It is clear that those countries and companies primarily responsible for emitting carbon and accelerating climate change are not simply going to give up; they stand to make too much money. They need a whole lot of gentle persuasion from the likes of us. And it need not necessarily involve trading in our cars and buying bicycles!
There are many ways that all of us can fight against climate change: by not wasting energy, for instance. But these individual measures will not make a big enough difference in the available time.
People of conscience need to break their ties with corporations financing the injustice of climate change.
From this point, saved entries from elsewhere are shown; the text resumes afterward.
Issue #3897, opened 2024-03-25
Sprite url gets validated before transformRequest 


Kai-W:
I was experimenting with relative URLs in styles and transforming all relative URLs to absoulte ones with the transformRequst Method.
Unfortunatly the loading of Sprites failes with an invalid URL Error (because its relative) before the transformRequest Method gets called.
https://github.com/maplibre/maplibre-gl-js/blob/f6035db6670de1af2d294e3cb5f6702f8616b53f/src/style/load_sprite.ts#L31C54-L31C70

**maplibre-gl-js version**:
4.1.1

**browser**:
Chrome Version 123.0.6312.59

### Steps to Trigger Behavior

 1. Load a Stylesheet with realative urls
 2. add transformRequest to transform relative to absoulte URLs
 3. Error: Unable to parse URL "/test" (url before transform)

### Link to Demonstration
https://jsbin.com/ranucez/edit?html,console,output

### Expected Behavior
transformRequest should be called bevor any checks if the URL is valid, eg a relative one

### Actual Behavior
Error: Unable to parse URL "/maps/streets/sprite" and transformRequest never gets called for Sprites

HarelM:
Feel free to submit a PR with a fix.

HarelM:
Can you maybe share the transform request method for the relative urls?
I think the following issue describes a similar issue:
 - #182

HarelM:
@Kai-W is this issue still relevant?

Kai-W:
probably not

PR #3898, opened 2024-03-25
fix: order of normalizeSpriteURL  and transformRequest in load sprites

Kai-W:
This PR fixes the order of transformRequest and normalizeSpriteURL on loading Sprites.

([#3897](https://github.com/maplibre/maplibre-gl-js/issues/3897))

## Launch Checklist

 - [x] Link to related issues.
 - [ ] Post benchmark scores.


src/util/request_manager.ts
```diff
@@ -7,8 +7,7 @@ export const enum ResourceType {
     Glyphs = 'Glyphs',
     Image = 'Image',
     Source = 'Source',
-    SpriteImage = 'SpriteImage',
-    SpriteJSON = 'SpriteJSON',
+    Sprite = 'Sprite',
```
HarelM, line 10: Doesn't this break the current API of request transform, which is a public API?

Kai-W: Havent thought about that, could be. But if we call first transformRequest we dont have the inforamtion if it is an SpriteImage or SpriteJSON. And we cant first convert the urls to an Image/JSON because we need a absolute URL for normalizeSpriteURL to work

HarelM: I'm not saying this shouldn't be fixed, I just want to see if there's a way to do it without a breaking change.

HarelM: Otherwise, this will have to go into version 5 breaking change version, which can take a few month to be published.

Kai-W: simply appending doesnt work if the url doesnt work if there are query parameters.
The current parsing of Urls is done by an [regex ](https://github.com/maplibre/maplibre-gl-js/blob/c91d7fb60adc05ac3a357b03cbab2ef63d4cda23/src/util/request_manager.ts#L56) in request manager and the format and extension is appended to the path part.
Personaly i dont like custom URL parsing with a regex. Is there a reason why the browser build in URL() wasn't used?

HarelM: This was probably written before url existed.
I think the right solution would be to replace this regexp with the url class.

Kai-W: i was wrong about the URL API: "If url is a relative URL, base is required" new URL(url, base)
new URL("/test") VM57:1 Uncaught TypeError: Failed to construct 'URL': Invalid URL
So we are back to the relative url Problem. And quick testing with the base param only uses the origin of the base url.

Kai-W: quick and dirty solution: split the Sprite URL at "?" insert the format/extension and concatinate it back together.

HarelM: Not sure I fully follow.

Kai-W: Using the URL api to parse the spriteURl does work for absoulte URLs
For relative URLs we have to provide an additional base parameter to resolve against. The progres gets then resolved (base+relative)
This would be an replacement of the current implementation of absolute URLs but doesn't solve the Problem that relative URLs are parsed and validated before the transformRequest call.

The quick and dirty way:
To use the current system with differnt SpriteImage and SpriteJSON calls we need to extend the provided SpriteUrl with the information of ${format}${extension} before we call Transform.
We could try to modify the URL without parsing just based on String Operations.
This extension is always appended at the path of the URL.
If there are query Parameters thats directly before the first ? or without params at the end of the String
E.g. @2x.png should be inserted:
http://www.foo.com/bar?fresh=true -> http://www.foo.com/bar@2x.png?fresh=true
http://www.foo.com/bar -> http://www.foo.com/bar@2x.png
/bar -> /bar@2x.png
This doesn't need validation before the transformRequest. 
This will work for absolute and relative urls.
It will break if its an absolute url and there is no path component 
http://www.foo.com-> http://www.foo.com@2x.png
or sombody has arbitrary strings that get converted to urls in the transformRequest method
foobar -> foobar@2x.png

Kai-W: i tried implementing it in this branch. It works but with the drawbacks mentioned above
https://github.com/maplibre/maplibre-gl-js/compare/main...Kai-W:maplibre-gl-js:test
I still prefer the original solution with no modification of the SpriteURL before the call of transformRequest. It feels like a cleaner solution, but it has a small Public api change

HarelM: We can do public API changes as part of version 5, which we probably will target late this year or early next year.
If the normalize URL is only used in this code path then it makes sense to move it next to it.
Can you better clarify how the current method and the previous method are different? What won't work in the code you wrote (changing the normalizeUrl method)?

Kai-W: Current Method:
Parse URL with an regex in protocol, authority, path and params. If path is empty set to "/". Append ${format}${extension} to path and then reconstruct the url from the parts.
Afterwards call transformRequest twice with the modifyed urls (.josn + .png)
Works only with correct absolute URLs, otherwise parsing with the regex failes.
Works as well for absoulte URLs with no Path element e.g. http://www.foo.com -> http://www.foo.com/@2x.png/ 

New normalizeUrl:
Splits the String at the first "?" Assuming the Sting is an URL and a ? would seperate path and params of an URL
Then Appennd ${format}${extension} to the first part (path) and concatinate it back together. Then calling the transformRequest with both modifyed URLs
This works with absolute and relative URLs. But it wont work with arbitrary strings or absolute URLs with no Path. E.g
http://www.foo.com gets http://www.foo.com@2x.png/ is missing a "/" between .com and @2x
But i think thats an edgcase that would not happen in production. It would mean that there is no filename used for the sprites
Additionally with my current implemetation there is no validation of the URL returned by transformRequest.

New Api breaking Change:
First call transformRequest once withoput appending ${format}${extension} (.png/.json) to the Path.
Assume the result of transformRequest must be a valid absolute URL and then use normalizeSpriteURL to generate the .png/ .json urls based on the result of transfomrRequest.
Works with any sprite String.
Api change: transformRequest gets called once without  .png/.json in the URL and one generic Sprite ResourceType
Additionaly we could change the normalizeSpriteURL to use the Browser URL API to remove the regex parsing.

An Option could be to merge the new normalize URL now to fix the bug and then merge the api breaking Change for Version 5.

HarelM: I think I'm OK with the last suggestion about merging this fix now and adding a breaking change feature to v5.

HarelM:
@Kai-W can you resolve conflict and prepare this PR to be merged? I want to move forward with the breaking changes of version 5.

Kai-W:
I rebased the branch, but i dont know why the windows rendert test 0 is failing. @HarelM can you look at it?

CHANGELOG.md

We can, for instance, boycott events, sports teams and media programming sponsored by fossil-fuel energy companies. We can demand that the advertisements of energy companies carry health warnings. We can encourage more of our universities and municipalities and cultural institutions to cut their ties to the fossil-fuel industry. We can organise car-free days and build broader societal awareness. We can ask our religious communities to speak out.
We can actively encourage energy companies to spend more of their resources on the development of sustainable energy products, and we can reward those companies that do so by using their products. We can press our governments to invest in renewable energy and stop subsidising fossil fuels. Where possible, we can install our own solar panels and water heaters.
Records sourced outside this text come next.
PR #3901, opened 2024-03-26
Fix close events being fired for popups that aren't open

tzetter:
This moves the line that fires close events to be inside the map section. This means that close events won't be fired for popups that weren't open when the popup was removed. The popup close events are currently fired for example when removing a marker that is linked to a popup from the map. 

## Launch Checklist

 - [ ] Link to related issues.
 - [ ] Post benchmark scores.

### DIFF
--- a/CHANGELOG.md
+++ b/CHANGELOG.md
@@ -7,6 +7,7 @@
 ### 🐞 Bug fixes
 - Fix type definition on `localIdeographFontFamily` ([#3896](https://github.com/maplibre/maplibre-gl-js/pull/3896))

We cannot necessarily bankrupt the fossil fuel industry. But we can take steps to reduce its political clout, and hold those who rake in the profits accountable for cleaning up the mess.
And the good news is that we don't have to start from scratch. Young people across the world have already begun to do something about it. The fossil fuel divestment campaign is the fastest growing corporate campaign of its kind in history.
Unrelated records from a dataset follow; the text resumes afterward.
PR #3909, opened 2024-03-26
Add layers slots

sbachinin:
This PR facilitates toggling of layers, especially groups of layers.
Changes to API:
- user can specify a layer of `{type: 'slot')` (Therefore it requires a corresponding change in style-spec)
- user can fill a slot with an array of layers (and remove all layers from a slot) via `map.populateSlot` method

----
 - [x] Link to related issues.
 - [ ] Post benchmark scores.

## Rationale.
This is motivated by a recent [discussion](https://github.com/maplibre/maplibre-gl-js/discussions/3787) and my own hard experience with toggling.
User currently has no straightforward solutions for toggling. It's overall possible but in a rather awkward way.
It gets especially difficult when you need to toggle _groups_ of layers, and especially groups of layers that come _after each other_ (because `beforeId` in such case becomes unreliable).
Current API compels a user to add layers to the style object from the start and later toggle their visibility. This is 1) really inconvenient and 2) it seems like wasting computational time for stuff that might be never shown.

Benefits of this change are that:
- it gives a more expressive way to toggle, without the need to know beforeIds
- makes it easier to add/remove layers in batches.

## Comparison to mapbox slots
The concept and implementation are quite different.
Both my slots and mapbox slots are "named places where you can insert extra layers".
But in mapbox:
- slots are not made for toggling. They allow to put layers into certain named positions but they do not allow to remove/replace all layers from a slot.
- positions of slots are not user-defined but hardcoded into mapbox basemap.
- layers are added to a slot one by one. It's done by providing a "slot" property on a layer object.
- there are no special methods to populate a slot

My implementation allows a user to define his own points and to populate them in batches.
I assume that a user has a logically coherent group of layers, such as "all about roads" or "all about contours" and wants to be able to switch on/off the entire group.
This case is demonstrated in the example page that is included in this PR.

## Style-spec
Style spec has to permit layers of type `slot` that have no other properties except `id`.

## Some possible problems with this code
Implementation is quite simple but it creates a lot of cases where things can go wrong.
I tried to summarize the possible quirks in a test file that's included.
Other possible improvements:
- Currently I insert a batch of layers just by calling style.addLayer in a loop - not sure if it's ok from performance pov, perhaps there is better way to do it.
- There is no way to define a _filled_ slot as part of style object; slot can be filled only later via populateSlot.
- In order to populate a layer from the start, you have to wait for style.load

## Video of example page

https://github.com/maplibre/maplibre-gl-js/assets/11789697/b3a692e5-bdd7-4769-89ea-a927658eba96

### DIFF
--- a/src/style/style.ts
+++ b/src/style/style.ts
@@ -186,6 +186,7 @@ export class Style extends Evented {
     _serializedLayers: {[_: string]: LayerSpecification};
     _order: Array<string>;
     _orderWithSlots: Array<string>;
+    _slots: {[_: string]: { layerIds: string[]}};
     sourceCaches: {[_: string]: SourceCache};
     zoomHistory: ZoomHistory;
     _loaded: boolean;
@@ -228,6 +229,8 @@ export class Style extends Evented {
         this._layers = {};
 
         this._order = [];
+        this._orderWithSlots = [];
+        this._slots = {};
         this.sourceCaches = {};
         this.zoomHistory = new ZoomHistory();
         this._loaded = false;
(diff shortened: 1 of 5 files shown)


HarelM:
I don't object to the idea as it makes sense to me, especially when talking about switching between maps without loading the entire style (overlay type of layers), but I think this discussion should start in the style spec repo to define how this would look in the style.json and after that define the map API that should facilitate for what's in here.
A good direction, thanks for pushing this forward!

Last month, the General Synod of the Church of England voted overwhelmingly to review its investment policy in respect of fossil fuel companies, with one bishop referring to climate change as "the great demon of our day." Already some colleges and pension funds have declared they want their investments to be congruent with their beliefs.
It makes no sense to invest in companies that undermine our future. To serve as custodians of creation is not an empty title; it requires that we act, and with all the urgency this dire situation demands.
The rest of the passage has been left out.